"""

PR #50, opened 2020-08-28
add three fields with {fhr} in ncl_name

cshartsough:
Added acpcp, acfrzr, and weasd.  All were fields with {fhr} in the ncl_name.

Plots to follow...

### DIFF
--- a/adb_graphics/default_specs.yml
+++ b/adb_graphics/default_specs.yml
@@ -76,7 +76,7 @@
     unit: dBZ
     vertical_level_name: lv_HTGL7
 acpcp: # Accumulated precipitation
-  sfc: # Not yet supported
+  sfc:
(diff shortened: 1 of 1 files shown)


cshartsough:
Plots.  snow and snow water are empty but color tables are set.  we should think about the height contours on the precip plot.

[Web graphics - PR 50.pptx](https://github.com/NOAA-GSD/adb_graphics/files/5144170/Web.graphics.-.PR.50.pptx)

Brian-Jamison:
Good job on these.  We definitely don't want height contours, but rather MSLP and thickness contours on the precip plots.
Other than that, everything looks great!

christinaholtNOAA:
Looks good!

Brian-Jamison:
Technically, it should read, "remove MSLP overlay from total precip"

Looks good!

PR #53, opened 2020-09-08
Adding the tiles (sub-domains) for maps.

christinaholtNOAA:
Each subdomain is now added to the driver to be done in parallel, along with the forecast hours and different fields.

I did not use exact values of corners from HRRR, instead used less precise estimates.

See the attached power point for examples. We should discuss how to reduce repetition. Also, I'm not super happy with the results when a proper coastline is not present (e.g., CHI-DET).
[DomainCompare.pptx](https://github.com/NOAA-GSD/adb_graphics/files/5190237/DomainCompare.pptx)


Brian-Jamison:
This looks very good!  I'm a bit worried that the current subdomain corners weren't more closely matched, though if it's a problem, these values are easy to find and change.  I'm also concerned with the lack of Lake Michigan coastline in the CHI-DET plot.  It looks like it might be trying to use a dashed line.  Perhaps this is a setting that can be changed in basemap?

cshartsough:
Interesting that the Great Lakes coastlines are plotted for the GreatLakes region map, but not for the CHI-DET and NC region maps. (Also has an issue with Washington state coastlines in the Puget Sound region.)

Is this due to the Great Lakes being along the region boundary, so somehow drawcoastlines() doesn't perform properly? (The dashed line is the actual state boundary running through the middle of the lakes.)  The try block is passing any exception to drawcoastlines(), right?

christinaholtNOAA:
@Brian-Jamison Can you think of any cases where the exact corners of the domains might matter? Are folks just looking at these plots, or are they somehow processing them as a grid?

**About the coastlines and lakes:** 
So, the coastlines code tries to add a LineCollection to the map before it does anything else. For maps that don't have any actual coasts, that collection is empty, it raises a ValueError exception that the try block allows us ignore for the interior domains. Unfortunately, the lake border portion happens in the drawcoastlines() routine AFTER the error. This is the case for North Central, CHI-DET,

I extended the ATL domain to include a bit of coast so that it won't be a problem for that one.

I can get the lakes' outlines if I make all the counties black outlined so that we can take advantage of the fact that the edges of the lakes are also the edges of the counties. Maybe that is the way to go here? Please let me know if this is an acceptable alternative.

cshartsough:
don't see any easy way to trick the code at this point.  Seems like the dark county lines might be the best way  to go for now.

Brian-Jamison:
@christinaholtNOAA The corners that you have are probably ok.  I think the only one that I set via specifications is the VORTEX domain.  There have been a number of occasions in the past where someone has asked me to extend or shift a subdomain in order to capture a particular city or area.  The way you have it set up is easy to change if we get those requests.

On the coastlines, I say try a darker color for the counties.  I think that may work ok.  You can also play with the line thicknesses if that can be done.  I found this https://matplotlib.org/basemap/api/basemap_api.html#mpl_toolkits.basemap.Basemap
and maybe you can set "area_thresh" to get the coastline.

christinaholtNOAA:
My example images didn't upload. :-/


image

image


Thanks @Brian-Jamison. 

I have definitely been playing around with the various different arguments. I played around with the county colors, and since counties don't line up perfectly with the coastlines, it gets a bit disorienting to have the county lines darker. For example:

image
versus the original in the PPT.

image

cshartsough (approved):
looks good.

Brian-Jamison (approved):
I agree that the darker county lines are distracting.  I'd say pick whichever you think works best.
Nice work!

PR #55, opened 2020-09-18
Add Aviation Flight Rules plot

cshartsough:
This is for one new plot, Aviation Flight Rules (flru_sfc).

Added method for aviation_flight_rules
Added special case for text labels on colorbar
Added test in test_grib.py

pylint and pytest both clean

### DIFF
--- a/adb_graphics/datahandler/grib.py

"""

**EXERCISE DESCRIPTION**. Among the entries, how many lines hold the word "contours"? Please answer with only that number.

**TASK ANSWER**. 2